提 要:深入整理与研究江南文化,梳理江南文化的传承体系,把握其内涵特质,才能更好地认识过去,把握当下,面向未来,推进江南文化的传承与创新,为建构新时代的江南文化多做贡献。常州为历史上的中吴,是典型的江南文化地区。常州文化中物质文化层面的衣食住行与水关系密切,心态文化层面也有水文化的特色。同时作为江南文化的常州文化也有刚性的一面,历史上多刚直不屈之士。两种文化的融合体现为外柔内刚,亦柔亦刚。

关键词:江南文化 常州文化 水文化 柔性 刚性

“铁马秋风塞北,杏花春雨江南”。江南一直是许多人心中的诗意所在,但如果要问:究竟哪里是江南?江南文化的主要特质究竟有哪些?却是众说纷纭。诗词中的“江南”是一个宽泛的概念,“江南好,风景旧曾谙。日出江花红胜火,春来江水绿如蓝。能不忆江南?”这里的“江南”是指吴越地区;“江南可采莲,莲叶何田田。”这里的“江南”是指长江中游以南的湖北、湖南等地,“青山隐隐水迢迢,秋尽江南草未凋。”这里的“江南”一般认为是指长江以北的扬州。地理上的“江南”也是随时代的变迁而变化的,“大江南”(广义江南),是指长江中下游以南地区,今上海、江苏、浙江、安徽、江西、湖南、湖北六省一市;“中江南”,指的是清初江南省、明代南直隶,包括今天江苏、安徽、上海等地;“小江南”(狭义江南),是以太湖周边为核心地带的八府一州:苏州府、常州府、松江府、镇江府、江宁府、嘉兴府、湖州府、杭州府及太仓州。葛剑雄、吴阿祥、刘士林、梅新林等学者都有对江南的论述,梅新林在首届长三角江南文化论坛上,将江南文化研究与长三角一体化紧密联系起来,提出“新江南”的概念,以《长江三角洲城市群发展规划》为依据,将上海、江苏、浙江、安徽“三省一市”的26个城市,纳入“长三角—新江南”的文化版图,扩大了以往人们概念中的“江南”的范围,赋予了“江南”更多的时代性。从时间上来说,江南地域文化源远流长,从空间上来看,江南地域文化也是多区域性的,多元的。
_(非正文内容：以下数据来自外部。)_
PR #459, opened 2015-12-01
Add the ReadHeader method and a quick test. Fixes #457

### LINKED ISSUE #457: Add ReadHeader method
Add a `ReadHeader` method so the headers can be retrieved before the first row.

phillijw:
This adds the ReadHeader method which will allow you to inspect the CSV headers before doing a Read on the file.

### DIFF
--- a/src/CsvHelper.Tests/CsvReaderTests.cs
+++ b/src/CsvHelper.Tests/CsvReaderTests.cs
@@ -57,6 +57,25 @@ namespace CsvHelper.Tests
 			Assert.AreEqual( Convert.ToInt32( data2[0] ), reader.GetField<int>( 0 ) );
 			Assert.AreEqual( Convert.ToInt32( data2[1] ), reader.GetField<int>( 1 ) );
 		}
+        
+        [TestMethod]
+        public void ReadHeaderTest()
+        {
+            var data1 = new[] { "One", "Two" };
+            var data2 = new[] { "1", "2" };
+            var queue = new Queue<string[]>();
+            queue.Enqueue(data1);
+            queue.Enqueue(data2);
+
+            var parserMock = new ParserMock( queue );
+
+            var reader = new CsvReader( parserMock );
+            reader.ReadHeader();
+
+            
+            Assert.AreEqual( reader.FieldHeaders[0], "One" );
+            Assert.AreEqual( reader.FieldHeaders[1], "Two" );
+        }
 
 		[TestMethod]
 		public void GetTypeTest()
--- a/src/CsvHelper/CsvReader.cs
+++ b/src/CsvHelper/CsvReader.cs
@@ -65,9 +65,13 @@ namespace CsvHelper
 			get
 			{
 				CheckDisposed();
-				CheckHasBeenRead();
 
-				return headerRecord;
+                if ( headerRecord == null )
+                {
+                    throw new CsvReaderException("You must call Read or ReadHeader on the reader before accessing its header data.");
+                }
+
+                return headerRecord;
 			}
 		}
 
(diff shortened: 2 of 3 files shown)


phillijw:
Anything I can do to help move this one along?

michaelpinnell:
I would just like to check in and see what the status of this pull was, because the ReadHeader method provides a wonderful solution to a frustrating issue that I'm having involving reading errors that occur when the header happens to have duplicate null entries.  Being able to confirm the correctness of the header without reading the whole file using GetRecords would allow me to avoid having to rely on turning on the configuration IgnoreReadingExceptions to avoid this particular pitfall.

phillijw:
@michaelpinnell It's pretty frustrating having been ignored for so long. Perhaps it's time to fork and maintain a separate version entirely

michaelpinnell:
Well I would certainly give him the benefit of the doubt in that from the reading I've done in regards to his time it is stretched rather thin.  That being said I'm hoping to bring light to this request so that more of his limited time might be directed here in the interest of explaining what actions we might take to move this forward.

jamesbascle:
Can you explain the impetus?  It seems like it works fine, but I don't see the reason for the code when you can use the parser instead of a reader and the reader will get the headers assigned to it automatically after the first read.

michaelpinnell:
For my part I suppose I would like to be able to access the headers without having to use both the reader and parser, because that would seem to break the level of abstraction I was hoping to maintain (i.e. only using the CsvReader itself).  Additionally, I am by any practical definition a novice coder (six months in to my first job), and as such I am far less comfortable manipulating the underlying stream or parser.

jamesbascle:
I meant specifically, why the need to specifically ask for the headers in this manner, rather than calling reader.Read(); then Reader.FieldHeaders.

michaelpinnell:
My apologies!  So I'm using GetRecords() to read in all of the data we receive, cast it to an ExpandoObject, and then use the dynamic objects to build our internal user object.  The issue then becomes that I have at this point been unable to combine usage of Read and GetRecords successfully, in that if I Read I don't have a way of resetting the parser so that GetRecords doesn't see the stream as exhausted.  I'll post some code as well as some additional explanation when I get back into the office tomorrow so that you can get a clearer sense of what I'm looking for.

jamesbascle:
Hmm.  As I recall, reader,Read(); followed by reader.GetRecords<T>(); ought to first advance the reader to the first data row, reading the headers and setting them on FieldHeaders on the way, then return all the data rows as T.  Would be interested to see some code, since it doesn't seem like you should need to mess with the underlying parser or stream just to get the headers before reading the file...

JoshClose:
@phillijw Sorry for the delay. I haven't been ignoring you or this issue, but rather the entire project. I've unfortunately been working on a Mac at work for over a year, which means I don't get a lot of time to look into this stuff. Besides that I'm working roughly 60 hours per week. I have a family of 5 and when they're all in bed, and I'm done working another 3 or 4 hours on my second job, I'm not really in the mood to do some more programming. I get roughly 4-6 hours of sleep a night, and it's been that way for a few years now. I just started a new job and am back on Windows, so I'll be able to look over this stuff over lunch period again. My previous job was between 1.5-2 hours each way (so 3-4 hours in the car) each day. The new one is more like 0.75-1 hour each way.

So, long story short, I will have more time to start going through the backlog of stuff now.

JoshClose:
@michaelpinnell If you want them in an `ExpandoObject`, you can just do `GetRecords<dynamic>()` and it'll return an `IEnumerable` of `ExpandoObject`s

phillijw:
@JoshClose Sorry, I don't mean to throw you under the bus. Life comes before this stuff.

The purpose for this PR is that I don't think it should be necessary to read a row before accessing the header info. It's counter-intuitive to me because there are moments when I want to throw away all the row data and I only care about the header info.

JoshClose:
Sure, I agree. I'm thinking about what I want to do for the API for this. I'm not sure I like a separate `ReadHeader` method. Makes the API a little strange.

JoshClose:
What do you think of this?

```cs
bool Read( bool readHeader = true);
```

This way you're just calling read. By default, it'll automatically read the header. You can pass false if you want to do it manually.

JoshClose:
I just pushed to NuGet. I decided to go the `ReadHeader` route. I took a little different approach to it. https://github.com/JoshClose/CsvHelper/commit/68712c688603b527731cd45262614c4057e63426

JoshClose:
I just changed the interface which is bad. There is a possibility I may have to revert this until a major version bump. We'll see if anyone complains.

Issue #423, opened 2015-08-28
CsvWriter.WriteField() no longer supports nullable types with a null value after v2.11.0


vyrotek:
Passing in a nullable type with a null value to the WriteField method in v.2.11.0 properly wrote an empty value to the CSV document. We recently updated the NuGet package and now the method throws a NullReferenceException.

JoshClose:
I'll try and take a look Sunday night. I'm without a computer for a few days.

JoshClose:
I haven't had a chance to look yet. This is first on my list though.

bsimser:
This is similar to a problem I'm having and wondering if it's related.

My model has a nullable date but on importing I get the error:

The conversion cannot be performed. Row: '455' (1 based)
Type: 'MyProjectType'
Field Index: '12' (0 based)
Field Value: ''
 Current Row:'500044849||||||Title||-1|Name||||||||Name|email|||Name|email|||||11|0'

Hoping this is the same problem. This has been open for awhile so I'll see if I can figure out what's up and send a PR if I can fix it as I need this resolved.

Thanks

aplato:
Ran into the same problem with DateTime? and nullable enums.

aplato:
In CSVWriter.cs this updated method will fix the issue

```c#
public virtual void WriteField<T>( T field )
		{
			CheckDisposed();

			var type = field == null ? typeof(string) : field.GetType();
			if( type == typeof( string ) )
			{
				WriteField( field as string );
			}
			else
			{
				var converter = TypeConverterFactory.GetConverter( type );
				WriteField( field, converter );
			}
		}
```

xmedeko:
Thanks for the fix, please, merge it and release a new version.

JoshClose:
This is fixed in the 3 beta. I haven't pushed this to NuGet yet. I'll probably wait for a few more features before I publish the next beta.

https://github.com/JoshClose/CsvHelper/commit/30fd966583e0e28077e334e39cdf9562396b5798

PR #460, opened 2015-12-02
Fix for bug #423 - WriteField() & nullable types

james-ralston:
This cahnge allows for a nullable type with a null value to be
successfully passed succesfully to WriteField<T>. Null reference error
occured because the GetType() method was being called (and is required for
unboxing) but would fail when a null field value was passed. This fix
allows typeof() to be called when the field passed in has a null value.


shift-evgeny:
Could this please be merged? It's a very simple fix, but annoying to work around.

JoshClose:
This was already fixed as a part of another bug. Thanks!

Issue #463, opened 2015-12-07
Incorrect Platform chosen by nuget in new VS2015 Projects


richardlawley:
When CsvHelper is added to a project using Visual Studio 2015's new project system, adding the CsvHelper nuget package seems to reference the wrong platform DLLs.  I'm aware there's no support for .NET Core yet, but that's not what this is about.

Steps to reproduce:
1.  Create a new project - either "Console Application (Package)", or one of the ASP.NET 5 projects.  I've done this targeting 4.5.2 and 4.6.1.
2.  Add CsvHelper: `Install-Package CsvHelper`
3.  Remove the "dnxcore50" section from project.json
4.  Add the following code somewhere: 
`new CsvReader(new StringReader("")).GetRecords(typeof(string));` 
(This is nonsense code, but it's a minimal example which SHOULD compile, but will not because GetRecords is not present).

Upon examining project.lock.json, it appears the net20 platform has been referenced:

    "DNX,Version=v4.5.1": {
      "CsvHelper/2.13.5": {
        "type": "package",
        "compile": {
          "lib/net20/CsvHelper.dll": {}
        },
        "runtime": {
          "lib/net20/CsvHelper.dll": {}
        }
      }
    },

Upon changing `net20` to `net40-client` in this file, the code then compiles again (this is undone if another nuget package is added).

I believe something must be wrong in the nuget spec for this to be being picked up incorrectly.

JoshClose:
This is more than likely an issue in dnx somewhere, as it works fine with "normal" .net project. There is an issue submitted to the dnx team already. https://github.com/aspnet/dnx/issues/3205

brucetp:
Here's a work around.   Copy the "C:\Users\[your username]\.dnx\packages\CsvHelper\2.13.5\lib\net40-client" folder to "C:\Users[your username].dnx\packages\CsvHelper\2.13.5\lib\dnx451".  Then Uninstall and reinstall using Package Manger.   It should pick up the .dnx version.  It's worked for me multiple times.

JoshClose:
CsvHelper has support for .NET Core now and doesn't have a client profile build anymore, so this should be fixed.

PR #445, opened 2015-11-05
Initial commit for .NET Core support

alexthissen:
Fix #415 .NET Core support (initial commit).
Still requires work on removing initial CsvHelper project and tests.

PR #470, opened 2015-12-21
Add project and tests to target .NET Core

### LINKED ISSUE #469: CoreCLR Support
Hey, 

At the outset, I'd like to thank you for taking time out to write this really nifty and clean library. Its my go to lib of choice for CSV handling on C#. 

Just wanted to know if you have anything on the roadmap for porting CsvHelper to CoreCLR? 

Cheers :beers:

twsouthwick:
This adds a new PCL that targets the .NET Core assemblies. This will work for .NET 4.6, ASP.NET 5, and Universal Windows Apps. It includes the same files as the .NET 4.0 version, just compiled to target 'dotnet' instead of '.NETFramework'.

This change also includes updates to the nuspec file so that NuGet can correctly determine where to put files, notably all the dependencies for libraries targeting dotnet must be explicitly listed. This is done automatically during the build process. The 4.0-client library is also being included in the NET 4.5 directory so it can be used correctly by the project.json system.

Fixes #469 and #463


twsouthwick:
FYI This is similar to #445, but does not attempt to use the xproj system but rather a portable library with a csproj. This has very little code change, and just uses the same files with a few appropriate if/defs. This change will require VS 2015 w/ Windows 10 SDK 1.2 (for the new portable library system).

JoshClose:
I think I'm going to go the `xproj` route. The `project.json` file allows me to have a single project and build to a bunch of different frameworks. It also has NuGet support built in.

I'll be publishing CoreCLR support within the next day here.

twsouthwick:
Sounds good! Glad to see Core support :)

JoshClose:
It's released now. :)

PR #473, opened 2016-01-04
Enhancements to multi-character delimiter support

rb-tb:
Correctly rewind cursor when processing non-delimiter characters that
are a subset of the multi-character delimiter


JoshClose:
The parser was completely re-written from the ground up. I tried out your unit test though, and it passes, so this issue doesn't exist in the new parser.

一方水土养一方人。特色文化是江南地域文化的灵魂与生命力,也是江南地域文化的竞争力,特色文化是区别于其他区域文化所显现的独特风格。江南文化、江南人的性格,有何特色呢?江南文化是多元的:柔性与刚性、诗性与务实、包容与创新。

水:江南文化的柔性

江南文化的主要特色之一是水文化,从物质文化来看,吴越素有“水乡泽国”之称,太湖“包孕吴越”,大运河贯通南北,强化了江南文化水性特性,江南的衣食住行都体现了水文化的特色;从心态文化来看,水文化体现出一种智者文化,具有聪颖灵慧的特性,柔性之中蕴藏着坚忍不拔的性格,能保持沉静,淡定从容,顺其自然,长于以柔克刚、刚柔相济,处事善于发挥所长,行动善于把握时机,水性就下,谦逊低调,海纳百川,包容吸纳等。

常州位于长江下游的太湖流域,是吴文化的中心地带,属中吴,有“中吴要辅,八邑名都”之称,是典型的江南。吴文化最主要的特点就是水文化,常州无论是物质文化层,还是心态文化层,或精神文化层,无不体现吴文化的“水性”。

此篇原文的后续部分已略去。